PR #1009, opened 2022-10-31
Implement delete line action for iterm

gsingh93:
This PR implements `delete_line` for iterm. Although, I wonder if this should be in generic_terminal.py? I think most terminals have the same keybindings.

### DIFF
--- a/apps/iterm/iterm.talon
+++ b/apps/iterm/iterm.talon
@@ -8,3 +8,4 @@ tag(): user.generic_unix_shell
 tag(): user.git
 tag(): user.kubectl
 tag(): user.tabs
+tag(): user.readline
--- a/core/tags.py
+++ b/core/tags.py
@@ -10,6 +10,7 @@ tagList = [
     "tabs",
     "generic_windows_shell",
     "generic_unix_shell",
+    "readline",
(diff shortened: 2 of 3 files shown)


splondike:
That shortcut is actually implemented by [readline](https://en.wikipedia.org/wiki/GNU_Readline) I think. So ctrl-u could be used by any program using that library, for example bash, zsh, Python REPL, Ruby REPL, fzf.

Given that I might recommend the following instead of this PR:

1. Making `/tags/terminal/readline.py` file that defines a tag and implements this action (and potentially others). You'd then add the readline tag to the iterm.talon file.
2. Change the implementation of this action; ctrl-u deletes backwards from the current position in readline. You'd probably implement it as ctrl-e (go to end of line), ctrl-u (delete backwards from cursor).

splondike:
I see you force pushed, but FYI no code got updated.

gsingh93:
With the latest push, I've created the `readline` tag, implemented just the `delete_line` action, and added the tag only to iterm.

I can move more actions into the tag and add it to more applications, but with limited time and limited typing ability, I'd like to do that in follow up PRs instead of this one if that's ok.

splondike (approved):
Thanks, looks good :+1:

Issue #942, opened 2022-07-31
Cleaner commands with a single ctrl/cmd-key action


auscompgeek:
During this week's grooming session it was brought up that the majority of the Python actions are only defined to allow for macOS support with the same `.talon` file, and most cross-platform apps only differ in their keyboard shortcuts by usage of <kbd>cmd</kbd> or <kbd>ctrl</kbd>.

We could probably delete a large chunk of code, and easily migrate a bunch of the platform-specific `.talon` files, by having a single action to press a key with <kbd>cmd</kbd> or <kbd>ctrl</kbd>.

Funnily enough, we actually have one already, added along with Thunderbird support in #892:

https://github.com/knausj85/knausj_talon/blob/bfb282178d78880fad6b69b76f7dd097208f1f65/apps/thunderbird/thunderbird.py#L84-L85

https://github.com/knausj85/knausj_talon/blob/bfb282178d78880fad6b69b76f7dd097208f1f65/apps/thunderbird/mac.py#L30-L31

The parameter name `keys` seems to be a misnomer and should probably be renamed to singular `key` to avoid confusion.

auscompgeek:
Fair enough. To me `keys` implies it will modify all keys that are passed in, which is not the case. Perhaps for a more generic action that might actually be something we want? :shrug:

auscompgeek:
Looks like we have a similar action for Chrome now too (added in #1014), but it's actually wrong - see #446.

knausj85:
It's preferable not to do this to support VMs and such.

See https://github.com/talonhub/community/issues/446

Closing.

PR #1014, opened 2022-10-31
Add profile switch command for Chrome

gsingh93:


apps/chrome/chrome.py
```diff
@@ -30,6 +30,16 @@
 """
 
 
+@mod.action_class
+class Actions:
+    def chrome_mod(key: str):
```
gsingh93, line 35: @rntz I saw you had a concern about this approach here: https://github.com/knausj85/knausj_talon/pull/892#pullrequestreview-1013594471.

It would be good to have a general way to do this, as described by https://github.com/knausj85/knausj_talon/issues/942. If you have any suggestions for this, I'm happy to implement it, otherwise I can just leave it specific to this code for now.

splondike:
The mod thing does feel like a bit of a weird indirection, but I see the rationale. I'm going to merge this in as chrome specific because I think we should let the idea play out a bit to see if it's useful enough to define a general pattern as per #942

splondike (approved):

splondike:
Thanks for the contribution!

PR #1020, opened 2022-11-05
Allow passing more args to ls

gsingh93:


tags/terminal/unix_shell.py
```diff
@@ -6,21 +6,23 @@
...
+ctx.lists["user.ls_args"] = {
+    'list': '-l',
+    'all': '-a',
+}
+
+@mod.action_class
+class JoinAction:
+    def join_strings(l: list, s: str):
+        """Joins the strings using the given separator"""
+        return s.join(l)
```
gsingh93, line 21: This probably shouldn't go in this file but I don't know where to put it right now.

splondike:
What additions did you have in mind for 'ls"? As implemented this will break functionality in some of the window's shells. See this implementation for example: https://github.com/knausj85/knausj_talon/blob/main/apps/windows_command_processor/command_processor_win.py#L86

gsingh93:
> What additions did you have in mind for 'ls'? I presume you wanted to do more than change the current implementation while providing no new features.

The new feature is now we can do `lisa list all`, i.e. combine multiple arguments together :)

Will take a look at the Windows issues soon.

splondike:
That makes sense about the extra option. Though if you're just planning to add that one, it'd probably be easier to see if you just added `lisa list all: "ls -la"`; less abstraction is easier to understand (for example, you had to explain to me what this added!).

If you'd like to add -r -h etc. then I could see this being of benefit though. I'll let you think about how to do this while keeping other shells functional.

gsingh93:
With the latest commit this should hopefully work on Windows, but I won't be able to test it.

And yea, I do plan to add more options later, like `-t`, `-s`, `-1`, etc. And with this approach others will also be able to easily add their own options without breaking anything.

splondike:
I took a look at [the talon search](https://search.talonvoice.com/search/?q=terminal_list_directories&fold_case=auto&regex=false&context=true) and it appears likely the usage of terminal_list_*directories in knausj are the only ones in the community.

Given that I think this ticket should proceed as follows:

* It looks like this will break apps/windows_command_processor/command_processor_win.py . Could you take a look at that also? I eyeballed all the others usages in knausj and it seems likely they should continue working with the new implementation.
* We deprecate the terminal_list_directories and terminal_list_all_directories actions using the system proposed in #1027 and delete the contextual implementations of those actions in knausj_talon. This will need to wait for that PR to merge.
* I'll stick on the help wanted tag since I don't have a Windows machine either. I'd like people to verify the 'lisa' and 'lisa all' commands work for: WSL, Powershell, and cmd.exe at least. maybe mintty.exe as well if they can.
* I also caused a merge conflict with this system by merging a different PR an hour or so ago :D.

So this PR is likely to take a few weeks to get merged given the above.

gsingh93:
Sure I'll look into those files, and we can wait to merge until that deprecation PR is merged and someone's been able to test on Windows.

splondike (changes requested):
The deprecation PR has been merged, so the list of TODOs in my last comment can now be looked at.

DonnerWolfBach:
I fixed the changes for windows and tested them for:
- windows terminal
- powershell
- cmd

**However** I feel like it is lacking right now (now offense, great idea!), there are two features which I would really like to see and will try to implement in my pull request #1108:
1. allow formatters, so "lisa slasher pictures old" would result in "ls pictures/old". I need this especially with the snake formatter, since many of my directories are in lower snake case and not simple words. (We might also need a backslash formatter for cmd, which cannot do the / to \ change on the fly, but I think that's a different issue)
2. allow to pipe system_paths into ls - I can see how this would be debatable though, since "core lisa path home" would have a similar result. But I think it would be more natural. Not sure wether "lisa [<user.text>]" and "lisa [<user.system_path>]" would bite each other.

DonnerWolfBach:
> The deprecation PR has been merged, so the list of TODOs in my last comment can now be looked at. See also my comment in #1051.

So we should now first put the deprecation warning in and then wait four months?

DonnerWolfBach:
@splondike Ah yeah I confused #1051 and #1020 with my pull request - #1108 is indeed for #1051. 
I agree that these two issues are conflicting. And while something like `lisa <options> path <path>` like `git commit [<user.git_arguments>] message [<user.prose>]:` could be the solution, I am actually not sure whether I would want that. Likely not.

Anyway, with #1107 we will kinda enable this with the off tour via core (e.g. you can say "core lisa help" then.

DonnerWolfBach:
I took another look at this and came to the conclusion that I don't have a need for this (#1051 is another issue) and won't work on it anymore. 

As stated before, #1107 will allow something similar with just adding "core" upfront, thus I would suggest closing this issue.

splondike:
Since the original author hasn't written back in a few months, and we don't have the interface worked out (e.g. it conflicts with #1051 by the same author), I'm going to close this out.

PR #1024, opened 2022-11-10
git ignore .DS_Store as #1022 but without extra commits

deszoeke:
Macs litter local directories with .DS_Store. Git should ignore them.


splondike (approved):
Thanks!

* * *

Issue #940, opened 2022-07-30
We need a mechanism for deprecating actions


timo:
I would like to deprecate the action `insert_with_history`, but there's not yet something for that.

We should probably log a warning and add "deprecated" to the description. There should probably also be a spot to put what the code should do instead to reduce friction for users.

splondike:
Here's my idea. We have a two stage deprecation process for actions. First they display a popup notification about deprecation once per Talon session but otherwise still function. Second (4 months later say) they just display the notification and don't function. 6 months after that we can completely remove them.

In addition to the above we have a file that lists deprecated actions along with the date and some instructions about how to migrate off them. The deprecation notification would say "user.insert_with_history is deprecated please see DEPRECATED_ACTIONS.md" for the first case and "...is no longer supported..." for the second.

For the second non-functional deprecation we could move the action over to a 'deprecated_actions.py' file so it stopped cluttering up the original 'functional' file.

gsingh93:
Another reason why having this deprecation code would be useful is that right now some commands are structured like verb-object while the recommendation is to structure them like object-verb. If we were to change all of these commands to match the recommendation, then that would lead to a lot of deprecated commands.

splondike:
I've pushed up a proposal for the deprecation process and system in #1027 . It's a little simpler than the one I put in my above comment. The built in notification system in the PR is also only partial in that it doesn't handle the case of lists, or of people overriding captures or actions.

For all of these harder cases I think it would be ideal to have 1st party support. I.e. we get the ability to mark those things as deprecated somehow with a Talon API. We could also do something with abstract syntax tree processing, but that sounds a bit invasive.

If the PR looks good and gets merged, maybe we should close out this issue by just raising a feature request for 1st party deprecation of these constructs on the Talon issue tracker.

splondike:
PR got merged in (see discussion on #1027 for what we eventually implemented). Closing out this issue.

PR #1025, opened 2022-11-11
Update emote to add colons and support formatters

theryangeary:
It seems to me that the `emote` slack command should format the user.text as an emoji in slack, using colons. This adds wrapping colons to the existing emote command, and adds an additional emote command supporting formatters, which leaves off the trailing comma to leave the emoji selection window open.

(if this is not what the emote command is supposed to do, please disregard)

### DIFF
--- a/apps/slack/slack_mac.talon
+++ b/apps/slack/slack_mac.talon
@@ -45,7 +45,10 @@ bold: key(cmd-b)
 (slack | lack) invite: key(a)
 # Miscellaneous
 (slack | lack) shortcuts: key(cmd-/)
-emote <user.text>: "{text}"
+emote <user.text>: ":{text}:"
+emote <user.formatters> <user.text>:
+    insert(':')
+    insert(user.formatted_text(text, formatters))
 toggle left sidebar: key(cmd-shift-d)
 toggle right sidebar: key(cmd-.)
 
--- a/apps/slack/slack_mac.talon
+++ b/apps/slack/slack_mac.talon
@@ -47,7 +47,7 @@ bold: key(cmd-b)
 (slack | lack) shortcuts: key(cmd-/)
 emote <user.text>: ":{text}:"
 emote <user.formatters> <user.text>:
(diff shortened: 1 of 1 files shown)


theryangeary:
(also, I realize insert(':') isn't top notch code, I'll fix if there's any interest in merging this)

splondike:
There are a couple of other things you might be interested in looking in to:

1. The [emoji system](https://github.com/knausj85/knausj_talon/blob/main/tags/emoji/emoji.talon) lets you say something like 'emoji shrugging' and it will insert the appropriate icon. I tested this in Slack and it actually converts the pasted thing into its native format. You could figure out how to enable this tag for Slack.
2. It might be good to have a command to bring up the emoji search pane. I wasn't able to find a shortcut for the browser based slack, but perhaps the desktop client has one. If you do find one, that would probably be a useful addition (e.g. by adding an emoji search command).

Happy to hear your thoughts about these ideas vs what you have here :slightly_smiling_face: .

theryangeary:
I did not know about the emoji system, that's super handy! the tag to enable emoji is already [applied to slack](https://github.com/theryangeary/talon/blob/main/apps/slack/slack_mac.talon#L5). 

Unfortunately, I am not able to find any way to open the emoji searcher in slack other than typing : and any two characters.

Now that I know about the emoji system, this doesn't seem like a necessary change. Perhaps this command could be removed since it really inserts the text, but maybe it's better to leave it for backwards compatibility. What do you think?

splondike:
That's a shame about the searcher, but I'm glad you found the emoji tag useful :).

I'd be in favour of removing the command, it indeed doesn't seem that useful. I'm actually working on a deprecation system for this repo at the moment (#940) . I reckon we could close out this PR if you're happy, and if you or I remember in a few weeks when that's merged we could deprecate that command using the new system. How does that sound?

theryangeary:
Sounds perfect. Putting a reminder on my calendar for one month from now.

==

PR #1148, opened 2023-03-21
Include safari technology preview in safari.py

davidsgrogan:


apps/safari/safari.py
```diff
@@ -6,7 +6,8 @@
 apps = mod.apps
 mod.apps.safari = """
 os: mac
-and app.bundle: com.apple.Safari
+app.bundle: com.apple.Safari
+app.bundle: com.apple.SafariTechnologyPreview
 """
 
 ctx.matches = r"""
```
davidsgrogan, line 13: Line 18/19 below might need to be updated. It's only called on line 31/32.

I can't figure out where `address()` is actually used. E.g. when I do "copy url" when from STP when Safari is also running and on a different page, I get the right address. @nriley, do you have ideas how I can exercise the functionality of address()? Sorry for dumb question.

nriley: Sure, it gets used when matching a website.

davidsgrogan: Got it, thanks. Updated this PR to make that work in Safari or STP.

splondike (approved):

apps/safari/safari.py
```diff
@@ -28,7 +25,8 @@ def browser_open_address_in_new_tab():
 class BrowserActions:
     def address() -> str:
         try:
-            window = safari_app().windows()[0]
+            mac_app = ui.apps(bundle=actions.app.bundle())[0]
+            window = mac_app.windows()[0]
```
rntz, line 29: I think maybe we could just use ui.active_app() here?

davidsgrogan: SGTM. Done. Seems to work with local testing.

**Work instruction**
Of the entries above, transcribe exactly those lines that fall between the line containing "rntz, line 29: I" and the line containing "davidsgrogan: SGTM. Done.", together with those two lines.

**Answer space**
rntz, line 29: I think maybe we could just use ui.active_app() here?

davidsgrogan: SGTM. Done. Seems to work with local testing.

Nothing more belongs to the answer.